Comment on “Universal and Non-Universal Correction Terms of Bose Gases in Dilute Region: A Quantum Monte Carlo Study’’, by Adam Rançon: I’ve included this one less because of the physics included, and more because I can’t recall the last time I saw a ‘Comment’ article that was this constructive and respectful. Often ‘Comments’ are used to criticise or point out errors in work, which in turn can lead to a ‘Reply to Comment’ response from the original authors and a bitter public feud. This paper simply points out that some results in a recently published paper can be obtained in another (analytical) way, and shows that this method provides consistent results and a complimentary insight to the original paper. I won’t go into the physics here, but I wanted to flag this as a nice, responsible piece of work of a type that I don’t see nearly enough of. Props to the author for this one!
Quantum simulation of ℤ2 lattice gauge theories with dynamical matter from two-body interactions in (2+1)D, by Lukas Homeier, Annabelle Bohrdt, Simon Linsel, Eugene Demler, Jad C. Halimeh, and Fabian Grusdt: The study of lattice gauge theories is perhaps more commonly associated with high-energy physics than condensed matter, but recent advances in the degree of experimental control made possible by the latest generation of quantum simulators have brought them into the realm of condensed matter and atomic physics. They still remain challenging to experimentally study, however, as a key ingredient of lattice gauge theories is the presence of a form of local constraint on the Hilbert space which can be formulated in terms of Gauss’ law. Enforcing this constraint experimentally is where the difficulty lies: this work proposes a new way of protecting this constraint in current experimental platforms, at least up to experimentally relevant timescales, potentially opening the way for the investigation of a wide variety of novel physics (including disorder-free localisation!) in near-future experiments.

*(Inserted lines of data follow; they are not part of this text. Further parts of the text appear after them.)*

PR #483, opened 2025-05-13
create flatpickr instance after toggle

tweetgeek:


lib/js/components/DatePickers/DateRangePicker/DateRangePicker.vue
```diff
@@ -134,6 +135,10 @@ export default defineComponent({
 			type: String,
 			default: '',
 		},
+		createInstanceOnToggle: {
```
tweetgeek, line 138: @pioziol123 do you have an idea for a better name?

lib/js/components/DatePickers/DatePicker/DatePicker.vue
```diff
@@ -272,15 +285,25 @@ export default defineComponent({
...
+					if (!flatpickrInstance.value) {
+						flatpickrInstance.value = (await createDatePicker(
+							flatpickrInputRef.value,
+							datePickerRef.value,
+							props.updatePositionBasedOnScrollableSelector,
+						)) as DatePickerInstance;
+					}
+				}
+			},
+			{ flush: 'post' },
```
pioziol123, line 305: OOC: Why flush post?

lib/js/components/DatePickers/DatePicker/DatePicker.vue
```diff
@@ -272,15 +285,25 @@ export default defineComponent({
...
-		});
+		watch(
+			[() => props.isInteractive, () => props.state, () => props.createInstanceOnToggle],
+			async () => {
+				if (
+					props.isInteractive &&
+					props.state === DATE_PICKER_STATES.DEFAULT &&
+					!props.createInstanceOnToggle
+				) {
+					if (!flatpickrInstance.value) {
```
pioziol123, line 296: ifs can be merged

lib/js/components/DatePickers/DatePicker/DatePicker.vue
```diff
@@ -140,10 +140,23 @@
...
 
-import DsTile, { TILE_ADDITIONAL_TEXT_MAX_WIDTHS, TILE_BORDER_COLORS } from '../../Tile';
+import { Instance as DatePickerInstance } from 'flatpickr/dist/types/instance';
+
 import { IconItem, ICONS } from '../../Icons/Icon';
+import DsTile, {
+	TILE_ADDITIONAL_TEXT_MAX_WIDTHS,
+	TILE_BORDER_COLORS,
+	TileColors,
+	TileStates,
```
pioziol123, line 150:
```suggestion
```
Seems to be unused

lib/js/components/DatePickers/DateRangePicker/DateRangePicker.vue
pioziol123: What you think about making create on toggle the only behavior? It would simplify code a lot. Maybe we should even destroy picker when it's not used?

lib/js/components/TextGroup/TextGroup.vue
```diff
@@ -266,6 +266,7 @@ $text-group-colors: (
 <script lang="ts">
 import { defineComponent, PropType } from 'vue';
 import DsSkeleton from '../Skeleton/Skeleton.vue';
+import DsTooltip from '../Tooltip';
```
pioziol123, line 269: Are those changes in imports something dictated by our linters or your configuration? They add some noise to PRs and I don't really want to check them if it is not necessary, and I have to verify them not to miss actual change in imports.

lib/js/components/DatePickers/DatePicker/DatePicker.vue
tweetgeek: there are used, in template. https://github.com/bethinkpl/design-system/pull/483/files#diff-a929dcc8ab9e69d0279737dcd6b2516b873ea1e3aa78723dce333a4cdfdd6cecR27

lib/js/components/TextGroup/TextGroup.vue
tweetgeek: cursor does some shit to organize imports and sorts them alphabetically by default, I previously had a change to this file but it was reverted and this import remained. fixed

pioziol123: I speak more generally because import reorganization is something that happens a lot in your PRs

lib/js/components/DatePickers/DatePicker/DatePicker.vue
```diff
@@ -273,12 +281,16 @@ export default defineComponent({
...
 		});
 		watch([() => props.isInteractive, () => props.state], async () => {
-			if (props.isInteractive && props.state === DATE_PICKER_STATES.DEFAULT) {
-				await createDatePicker(
+			if (
+				props.isInteractive &&
+				props.state === DATE_PICKER_STATES.DEFAULT &&
+				!flatpickrInstance.value
+			) {
+				flatpickrInstance.value = (await createDatePicker(
```
pioziol123, line 289: Is this watch necessary? We don't want to create watch on state change, rather on toggle. Also, there is a difference in assignment. Here you assign an instance to the value property, below you assign to the variable itself

lib/js/components/TextGroup/TextGroup.vue
tweetgeek: i know
> cursor does some shit to organize imports and sorts them alphabetically by default

fixed - i mean that i disabled this rule, but I don't know if it's good, Damian always pushed for alphabetical order - it's easier to read.

lib/js/components/DatePickers/DatePicker/DatePicker.vue
pioziol123: We still leave flatpickr when we close it. Maybe we should create/destroy it on toggle and then, probably, we don't need this watcher.

lib/js/components/DatePickers/DateRangePicker/DateRangePicker.vue
```diff
@@ -158,6 +158,11 @@ export default defineComponent({
 			emit('update:date', { startDate: event[0], endDate: event[1] });
 		};
 
+		const onClose = () => {
+			destroyDatePicker();
```
pioziol123, line 162: You don't have to import this method. You can call `destroyDatePicker` in composable. The only thing would be this ref cleanup which is good enough for me

lib/js/components/DatePickers/DatePicker/DatePicker.vue
```diff
@@ -279,15 +284,10 @@ export default defineComponent({
 		} = initFlatpickr({
 			props,
 			onChange,
+			onClose,
 			defaultDates: props.date ?? new Date(),
 			mode: 'single',
 		});
-		watch([() => props.isInteractive, () => props.state], async () => {
```
pioziol123, line 275: Removing this watcher created a weird scenario. 
1. Open a date picker
2. Set `isInteractive` prop to false
3. You can still select a date. I don't know if this is a problem, tho. Let it be for now.

pioziol123 (approved):

PR #484, opened 2025-05-15
IT-6386 | add teleport to modal

latata:


lib/js/components/Modals/Modal/Modal.vue
```diff
@@ -1,105 +1,107 @@
...
-							</div>
-							<wnl-button
-								v-if="footerTertiaryButtonText"
-								:type="BUTTON_TYPES.TEXT"
-								:color="BUTTON_COLORS.NEUTRAL"
-								:icon-left="footerTertiaryButtonIcon"
-								:state="footerTertiaryButtonState"
-								class="ds-modal__tertiaryButton"
-								@click="$emit('tertiary-button-click')"
+	<teleport to="body">
```
latata, line 2: Just wrapped with teleport

kvas-damian: > Just wrapped with teleport - no more changes in this PR

+ `v-bind="$attrs"` and `inheritAttrs: false,`

lib/js/components/Modals/Modal/Modal.vue
kvas-damian, line 1: Don't we need the same change to https://github.com/bethinkpl/design-system/blob/7678764349e603e5f8266b7f4d83c9dd5bd5dd10/lib/js/components/Modal/Modal.vue to avoid similar problems (not verified yet if it's present in our code now). Modal has to be rendered inside another stacking context that has lower z-index than nav to observe this bug.

latata: I couldn't find a problematic use case for the old modal, but I added teleport to it and tested it with two existing use cases on the platform (IsUncertainFeatureOnboardingModal, MultistepProblemHelpModal - in overlay) - they work fine.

Exact mobility edges in Aubry-André-Harper models with relative phases, by Xiaoming Cai, and Yi-Cong Yu: The Aubry-André-Harper (AAH) model is an intriguing system that is intermediate between translationally-invariant and disordered systems, characterised by a deterministic but not translationally invariant on-site potential, known as ‘quasiperiodic’. Variations of the model have been studied recently which exhibit a property known as a mobility edge, which means that certain eigenstates are below a certain energy are localised, while states above that energy are delocalised. This paper analytically studies a model from the AAH family, and the authors analytically calculate the mobility edge and various other localisation properties. It’s rare to see a model exhibiting localisation which is amenable to this sort of exact treatment, making this an interesting piece of work.